He spent his youth in Newark, New Jersey. His father, trying to discourage his obvious art talent, gave him at age 14 a grocery store to run. But in 1841, at age 16, George left for New York and worked for a map engraver. Impatient with supervision, he started to paint alone and exhibited with the National Academy in 1844. He studied briefly in Brooklyn with Regis Gignoux,a French academic painter, and then went to Europe, something he continued to do often including two trips to Italy and France in the 1850s that much influenced his work.
In 1868, he was elected to the National Academy of Design in New York, and in 1891, was in Northern California where he shared a studio with William Keith and painted with him in Yosemite and Monterey. He and Keith also shared a comm itment to the philosophy of Swedenborg.
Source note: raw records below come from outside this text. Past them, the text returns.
PR #1581, opened 2024-06-02
Add features stopOnExit and waitFunctionStart and waitFunctionStop to scripts

ldebs:
The purpose of this feature is to add **waitFunctionStart** and **waitFunctionStop** commands that are used to synchronize the execution of functions.

The start and stop signals are used by the commands to wait for the function to start or to complete before continuing the script execution.

The waitFunctionStart command causes the script to wait until a function with the given ID starts running. The script will continuously poll the function's state until it is determined that the function has started. Once the function is found to be running, the script will resume execution from where it left off.

Similarly, the waitFunctionStop command causes the script to wait until a function with the given ID stops running. The script will continuously poll the function's state until it is determined that the function has stopped. Once the function is found to be stopped, the script will resume execution from where it left off.

Example usage:

* QLC v4:
```
waitfunctionstart:2 // Wait for function 2 to start
waitfunctionstop:0 // Wait for function 0 to stop
startfunction:3 // Start function 3
```

* QLC v5:
```
Engine.waitFunctionStart(2); // Wait for function 2 to start
Engine.waitFunctionStop(0); // Wait for function 0 to stop
Engine.startFunction(3); // Start function 3
```

In this script, the function 3 is started only if function has started and function 0 has stopped after function 0 as started.

-----------------

**The pull request #1573 has been merged to this one**

The stopOnExit feature introduces a new script command: stoponexit.

The purpose of this command is to control whether functions started during the script should be stopped at the end. When stoponexit is set to true, all functions started afterward will be stopped when the script finishes. By default, stoponexit is true.

Example usage:

* QLC v4:
```
startfunction:1

stoponexit:false
startfunction:2

stoponexit:true
startfunction:3

stoponexit:false
startfunction:4
```

* QLC v5:
```
Engine.startFunction(1);

Engine.stopOnExit(false);
Engine.startFunction(2);

Engine.stopOnExit(true);
Engine.startFunction(3);

Engine.stopOnExit(false);
Engine.startFunction(4);
```

In this script, functions 1 and 3 will be stopped at the end, but functions 2 and 4 will continue running.


ldebs:
Tested on v4 and v5 and working fine

ldebs:
>     * please don't mix pull requests. It's a bad practice and lead to confusion

As this pull request need and include the #1573 one, I close the #1573.

>     * no need for polling the function status (which is very inefficient). The Doc class has signals for function running/stopped

I can't find the signals running/stopped handling in the Doc class.

For v4 (Script class), as I implemented it, there is no such things as polling the function status, except for the first execution of the waitFunction commands and I just call the running() or stopped() methods of the function that just return the internal field value.
The write loop exits because the waiting() function return false because the m_waitFunction is not NULL.
the value of m_waitFuntion is set to NULL when the function signals is received.

>     * this feature is very risky and can lead to Script hanging while waiting for external triggers. You need to be 100% sure the Script can be killed at any time and doesn't consume CPU for no reason.

The implementation has the same behavior as the wait command. The write loop is interruptible in the same way.

I adapted the v5 (ScriptRunner class) to handle signals like the v4 version and thus consume less CPU during the write loop.


Please, let me know how to handle running/stopped signals through Doc class

engine/src/scriptrunner.cpp
```diff
@@ -206,6 +232,23 @@ bool ScriptRunner::write(MasterTimer *timer, QList<Universe *> universes)
     return true;
 }
 
+void ScriptRunner::slotWaitFunctionStarted(quint32 fid)
+{
+    if (m_waitFunction != NULL && m_waitFunction->id() == fid) {
```
mcallegari, line 237: Indentation: parenthesis on new line

engine/src/scriptrunner.cpp
```diff
@@ -206,6 +232,23 @@ bool ScriptRunner::write(MasterTimer *timer, QList<Universe *> universes)
...
+        disconnect(m_waitFunction, SIGNAL(running(quint32)), this, SLOT(slotWaitFunctionStarted(quint32)));
+        m_waitFunction = NULL;
+    }
+}
+
+void ScriptRunner::slotWaitFunctionStopped(quint32 fid)
+{
+    if (m_waitFunction != NULL && m_waitFunction->id() == fid) {
```
mcallegari, line 245: Indentation: parenthesis on new line

engine/src/scriptrunner.h
```diff
@@ -199,24 +224,45 @@ public slots:
...
     // Queue holding Fixture values to send to Universes
     QQueue<FixtureValue> m_fixtureValueQueue;
+    // Indicate to add (true) or to not add (false) to the Functions started by this script
+    bool m_stopOnExit;
     // IDs of the Functions started by this script
     QList <quint32> m_startedFunctions;
     // Timer ticks to wait before executing the next line
     quint32 m_waitCount;
+    // Function that the script is waiting for
+    Function* m_waitFunction;
```
mcallegari, line 265: I don't like this. Instead of saving pointer to Function, just save the quint32 functionID. (and remove the include to function.h)
Then instead of using Function signals, use these instead:
https://github.com/mcallegari/qlcplus/blob/master/engine/src/mastertimer.h#L115
https://github.com/mcallegari/qlcplus/blob/master/engine/src/mastertimer.h#L118

And compare IDs rather than working on pointers

engine/src/scriptrunner.h
```diff
@@ -199,24 +224,45 @@ public slots:
...
+    /** Triggered when the script's execution pauses to await the completion of a function */
+    void slotWaitFunctionStopped(quint32 fid);
+
 protected:
     /** QThread reimplemented method */
     void run();
 
 private:
+    /** ScriptRunner function operations enum to handle start/stop/wait commands */
+    enum class SRFuncOpe : char
```
mcallegari, line 240: This is not how enums are defined in this project. See
https://github.com/mcallegari/qlcplus/blob/master/engine/src/chaser.h#L217
and please name it FunctionOperation

resources/docs/html_en_EN/scripteditor.html
```diff
@@ -231,6 +231,30 @@ <H3>Language syntax</H3>
 wait:03s.20 // Waits for 3 seconds and 200 milliseconds</PRE>
   </TD>
  </TR>
+ <TR>
```
mcallegari, line 234: Docs in HTML form are no longer bundled and maintained.
Please remove this all and submit a PR for this
https://github.com/mcallegari/qlcplus-docs/blob/main/pages/04.function-manager/08.script-editor/default.v4.md

engine/src/scriptrunner.cpp
ldebs: Fixed on commit f3d3ca0d0fae741279f2ad6434bf0eed902cd16b

engine/src/scriptrunner.cpp
ldebs: Fixed on commit f3d3ca0d0fae741279f2ad6434bf0eed902cd16b

engine/src/scriptrunner.h
ldebs: Fixed on commit f3d3ca0d0fae741279f2ad6434bf0eed902cd16b

engine/src/scriptrunner.h
ldebs: Fixed on commit f3d3ca0d0fae741279f2ad6434bf0eed902cd16b

resources/docs/html_en_EN/scripteditor.html
ldebs: Documentation moved to PR https://github.com/mcallegari/qlcplus-docs/pull/42

mcallegari:
Merged, thanks :+1:

PR #1584, opened 2024-06-13
Let cursor keys and PgUp/PgDown work as key combination on VCButtons

### LINKED ISSUE #1443: PgUp, PgDown and arrows don't work as keyboard shortcuts
**Describe the bug**
When defining keyboard shortcuts in virtual console widgets, pgup and pgdown (and arrows) don't work.
It can be usefull to use a presenter remote as remote control in a theatre play.

**To Reproduce**
1. Go to 'Virtual Console'
2. Add a button, choose any function
3. In the button properties, choose a keyboard shortcup, press "Page Down" : PgDown key is selected
4. Switch to production mode
5. Press "Page Down"
7. See error

**Expected behavior**
PgUp and PgDown sould activate a function when selected as keyboard shortcut for this function in a virtual console widget.

**Screenshots**

 - OS: Windows 10
 - QLC+ Version 4.12.7

**Additional context**
Nothing

Pac72:
As stated on #1443, PgUp, PgDown and cursor keys do not work when configured as key combination on VCButtons.
This happens because the QScrollArea hosting the controls intercepts these keys to move around the scroll area.

This change lets the mentioned keys pass through to the buttons when the user chooses them, but, of course, the keys chosen as key combinations will not be used to move around on the scroll area, since it would be way confusing to keep both functions.

Closes #1443

### DIFF
--- a/ui/src/CMakeLists.txt
+++ b/ui/src/CMakeLists.txt
@@ -141,6 +141,7 @@ add_library(${module_name}
     virtualconsole/vcmatrixproperties.cpp virtualconsole/vcmatrixproperties.h virtualconsole/vcmatrixproperties.ui
     virtualconsole/vcproperties.cpp virtualconsole/vcproperties.h virtualconsole/vcproperties.ui
     virtualconsole/vcpropertieseditor.cpp virtualconsole/vcpropertieseditor.h
+    virtualconsole/vcscrollarea.cpp virtualconsole/vcscrollarea.h
     virtualconsole/vcslider.cpp virtualconsole/vcslider.h
     virtualconsole/vcsliderproperties.cpp virtualconsole/vcsliderproperties.h virtualconsole/vcsliderproperties.ui
     virtualconsole/vcsoloframe.cpp virtualconsole/vcsoloframe.h
--- a/ui/src/src.pro
+++ b/ui/src/src.pro
@@ -155,6 +155,7 @@ HEADERS += virtualconsole/addvcbuttonmatrix.h \
            virtualconsole/vcmatrixproperties.h \
            virtualconsole/vcproperties.h \
            virtualconsole/vcpropertieseditor.h \
+           virtualconsole/vcscrollarea.h \
            virtualconsole/vcslider.h \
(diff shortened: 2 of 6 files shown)


yestalgia:
Nice work - When a build becomes available I'll give it a test.

mcallegari:
@Pac72 thanks for this.
For now I have just one comment. Please stick to the rest of the project code indentation: parenthesis go to new line.

Pac72:
@mcallegari sure, sorry for that.
Now the indentation should be ok.

qfulmina:
Hi,
thanks for your contribution (indeed one I could make use of).

I tested a bit using the generated AppImage. As you state, it (unfortunately) only works for VCButtons (yet) and not for e.g. Cue Lists.

Speaking of which, PgUp and PgDown are consumed by Cue Lists if in focus up until the upper or lower end of the list is reached. Only then PgUp and PgDown bubble up and trigger any key combination event.

I think it would be best if Cue Lists were supported as well. (For e.g. being able to trigger the next Cue with PgDown etc.)

qfulmina:
Interestingly special keys like Space, Return, PgUp/PgDown, or Numbers are treated differently.

In the scope of inputting to a Duration Widget:

 * PgUp and PgDown never bubble up (not even when reaching the end).
 * Numbers are _always_ consumed completely by the text inputs without ever bubbling up.
 * Space is _always_ consumed completly by each input.
 * Return _always_ bubbles through.

Pac72:
Hi @qfulmina

> I tested a bit using the generated AppImage. As you state, it (unfortunately) only works for VCButtons (yet) and not for e.g. Cue Lists.
@me guilty again. I did not understand the issue was general and specifically selected the VCButtons :-/

> I think it would be best if Cue Lists were supported as well. (For e.g. being able to trigger the next Cue with PgDown etc.)
I'll try to cover also the other controls.

Pac72:
Hi everyone.
I tried a different approach with #1586
If you like it better, this pull request can be closed.

Pac72:
Development is going on with #1586, we can close this.

Issue #1588, opened 2024-06-22
Linux: Art-Net IPv4 packets not received


Pac72:
**Describe the bug**
While starting to investigate on #1419 I realized I was not receiving Art-Net packets sent to my IPv4 address.
Investigating on the new issue, I saw that when binding the UDP socket with
`
udpSocket->bind(ARTNET_PORT, QUdpSocket::ShareAddress | QUdpSocket::ReuseAddressHint)
`

netstat showed only an IPv6 bind
> netstat -pnul | grep 6454
> (Not all processes could be identified, non-owned process info
>  will not be shown, you would have to be root to see it all.)
> udp6       0      0 :::6454                 :::*                                50071/qlcplus       

and strace on the process showed
> socket(AF_INET6, SOCK_DGRAM|SOCK_CLOEXEC|SOCK_NONBLOCK, IPPROTO_IP) = 4
> setsockopt(4, SOL_SOCKET, SO_BROADCAST, [1], 4) = 0
> setsockopt(4, SOL_IPV6, IPV6_RECVPKTINFO, [1], 4) = 0
> setsockopt(4, SOL_IPV6, IPV6_RECVHOPLIMIT, [1], 4) = 0
> setsockopt(4, SOL_SOCKET, SO_REUSEADDR, [1], 4) = 0
> setsockopt(4, SOL_IPV6, IPV6_V6ONLY, [0], 4) = 0
> bind(4, {sa_family=AF_INET6, sin6_port=htons(6454), sin6_flowinfo=htonl(0), inet_pton(AF_INET6, "::", &sin6_addr), sin6_scope_id=0}, 28) = 0
> getsockname(4, {sa_family=AF_INET6, sin6_port=htons(6454), sin6_flowinfo=htonl(0), inet_pton(AF_INET6, "::", &sin6_addr), sin6_scope_id=0}, [28]) = 0
> getsockopt(4, SOL_IPV6, IPV6_V6ONLY, [0], [4]) = 0
> getpeername(4, 0x7ffc645dde20, [28]) = -1 ENOTCONN (Transport endpoint is not connected)
> getsockopt(4, SOL_SOCKET, SO_TYPE, [2], [4]) = 0

Replacing the bind with
`
udpSocket->bind(QHostAddress::SpecialAddress::AnyIPv4, ARTNET_PORT, QUdpSocket::ShareAddress | QUdpSocket::ReuseAddressHint)
`

solves the problem and qlcplus receives the UDP packets regularly.

[...]

PR #1589, opened 2024-06-22
plugins/artnet: force IPv4 when binding UDP socket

In 1892 and 1893, Inness and his wife traveled in Florida where he painted numerous landscapes.
His painting technique was elaborate. He swiftly stained the surfaces of his canvases, and then sketched on them with charcoal and umber, a process that sometimes took more than a week. He used opaque paint to bring out light and texture and then used glaze to tone it down. The overall result were landscapes that combined tonalism and luminism, great contrast of light and dark.
Much of his life he was poor, and he also had chronic bouts of epilepsy, but in the later part of his life and posthumously, he earned a reputation as one of America’s most talented painters.